:: Record extracts ::
Issue #1730, opened 2018-05-19
Some Localization Requests


NovachenFS2:
Because Mantis is not used these days anymore as it seems, i think, that this is the place to post some Requests for some localization features i need or atleast want to discuss.

As you may know i am constantly working on german translations of Freespace Mods.
For a new generation of updates, i added some new translation features where i also encountered some problems so far.

1. - Regardless that briefing labels are supporting XSTRs now, some entries are automatically translated by the code.
In the lcl_translate_brief_icon_name_gr() segment (as well for the other languages) of the localize.cpp there are some examples which briefing icons are translated automatically, if the corresponding string occurs. 
Fortunately the game only refers to the strings, that are appearing in the game, so to speak it is using only the already translated strings as a reference (if available). In the german language i actually have only problems with every briefing icon, that is labeled "Transporter" because it is nearly the same word as the english "Transport" what have to be translated by the rules of the code. If i use "Transporter" in tstrings as a translation, the game actually make it a "Transporterer" in the briefing with an additional -ER, what is totally wrong anyway.
This would not be not a big issue, if i remember to simply translate all "Transport/s" into "Transport" to let the game add the missing -ER by itself. The problem i have is, that this function drops all other characters besides the "Transport" part. If i have a label called "Shivan Transport" for example and translate it to "Shivanischer Transport/er" only the "Transporter/er" will appear. It is dropping the complete part before or after that term. I can only bypass this, if i use a lowercase t at the beginning. But i think, it would be much better to change the code, that these translation rules comes only in effect if the term is totally identical. So that the game still auto translates labels that are called "Transport/s"... but not if they are called "Shivan Transport/s" for example... or already translated terms like "Transporter".

2. - Because i am already in the localize.cpp. Due to the lcl_translate_ship_name_gr() and lcl_translate_targetbox_name_gr() some ship names are translated automatically without breaking the mission. For the creation of a mission that is supporting several languages at once, it would be helpful if there would be a feature to create an alternative name for some of the objects where the original name is used as reference. The ships and weapons.tbl uses the $Alt Name string for that, which make it possible to create translateable weapons (that Alt Name is used in the weapons gauge for example) and ship classes.
Unfortunately $Alt Name in missions is used for an alternative name for ship classes. But actually because the original game do this with Instructors and Support ships i am asking if it would not be helpful if you can use a new entry to translate objects or wings if it is needed. Well, at least there would be even a potential for new SEXPs where you can change the ship name without any scripts.

[...]

PR #1736, opened 2018-06-02
Implement various translation features requested by Novachen

asarium:
This fixes or implements a few things requested in #1730.

New features:
- Alternative name for medals that is only used for displaying their name. This allows them to be translated without causing issues with the medal SEXPs.
- A game_settings option for disabling all currently built-in translations. Since the parts of the engine where this was used have been updated with proper translation support, the built-in translations are not needed anymore. They can be disabled with a game_settings option so that backwards compatibility is not broken.

### DIFF
--- a/code/stats/medals.cpp
+++ b/code/stats/medals.cpp
@@ -224,6 +224,13 @@ medal_stuff& medal_stuff::operator=(const medal_stuff &m)
 
 	return *this;
 }
+const char* medal_stuff::get_display_string() {
+	if (!alt_name.empty()) {
+		return alt_name.c_str();
+	} else {
+		return name;
+	}
+}
 
 void parse_medal_tbl()
 {
@@ -310,6 +317,10 @@ void parse_medal_tbl()
 			// is this rank?  if so, save it
 			if (!stricmp(temp_medal.name, "Rank"))
 				Rank_medal_index = Num_medals;
+
+			if (optional_string("$Alt Name:")) {
+				stuff_string(temp_medal.alt_name, F_NAME);
+			}
 
 			required_string("$Bitmap:");
 			stuff_string(temp_medal.bitmap, F_NAME, MAX_FILENAME_LEN);
@@ -600,7 +611,7 @@ void medal_main_init(player *pl, int mode)
 		Medals_window.set_mask_bmap(bitmap_buf);
 }
 
-void blit_label(char *label, int num)
+void blit_label(const char *label, int num)
 {
 	int x, y, sw;
 	char text[256];
@@ -736,7 +747,7 @@ int medal_main_do()
 
 		default:
 			if (Player_score->medal_counts[region] > 0) {
-				blit_label(Medals[region].name, Player_score->medal_counts[region]);
+				blit_label(Medals[region].get_display_string(), Player_score->medal_counts[region]);
 			}
 			break;
 	} // end switch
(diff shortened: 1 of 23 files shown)


code/stats/medals.cpp
```diff
@@ -609,7 +620,8 @@ void blit_label(char *label, int num)
 
 	// translate medal names before displaying
 	// can't translate in table cuz the names are used in comparisons
-	if (Lcl_gr) {
+	// Medals no have alternate display names so this code can be disabled in the mod table
```
Goober5000: This comment has a typo

code/stats/medals.h
```diff
@@ -46,6 +47,8 @@ class medal_stuff
 	medal_stuff(const medal_stuff &m);
 	medal_stuff& operator=(const medal_stuff &m);
 
+	const char* get_display_string();
```
Goober5000: Medals have `get_display_string` while weapons have `get_display_name`.  This may not matter but I thought I should mention it.

Goober5000:
I notice this also fixes the weapon name in targetbox bug that someone mentioned.  (I can't find it on the issue list so maybe it was never reported as an issue.)

NovachenFS2:
> Add convencience function for retrieving weapon alt name

Even i know only one situation where this name appears and this is in the Targeting Box for Bombs. But now the translated name is visible there. So it seems to be working :)

> Add alternative display name for medals 

This one actually did not work. Regardless of $Alt Name with XSTR in the medals.tbl, the name appear untranslated in the Mission Debriefing aswell in the Medal Case.

> Add option for disabling built-in translations

This looked good.

> Disable hard-coded "cluster bomb" hack 

The translated name of the Cluster Bomb appears in the weapon gauge now, so this one is working also.

NovachenFS2:
The Alternate Name appears in the Medal Case, now. But in the debriefing of a mission the $Name is still displayed.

:: What to do ::
Your answer should be the lines above from the one containing "This would not" through the one containing "2. - Because", copied exactly and with both ends kept.

:: Reply ::
This would not be not a big issue, if i remember to simply translate all "Transport/s" into "Transport" to let the game add the missing -ER by itself. The problem i have is, that this function drops all other characters besides the "Transport" part. If i have a label called "Shivan Transport" for example and translate it to "Shivanischer Transport/er" only the "Transporter/er" will appear. It is dropping the complete part before or after that term. I can only bypass this, if i use a lowercase t at the beginning. But i think, it would be much better to change the code, that these translation rules comes only in effect if the term is totally identical. So that the game still auto translates labels that are called "Transport/s"... but not if they are called "Shivan Transport/s" for example... or already translated terms like "Transporter".

2. - Because i am already in the localize.cpp. Due to the lcl_translate_ship_name_gr() and lcl_translate_targetbox_name_gr() some ship names are translated automatically without breaking the mission. For the creation of a mission that is supporting several languages at once, it would be helpful if there would be a feature to create an alternative name for some of the objects where the original name is used as reference. The ships and weapons.tbl uses the $Alt Name string for that, which make it possible to create translateable weapons (that Alt Name is used in the weapons gauge for example) and ship classes.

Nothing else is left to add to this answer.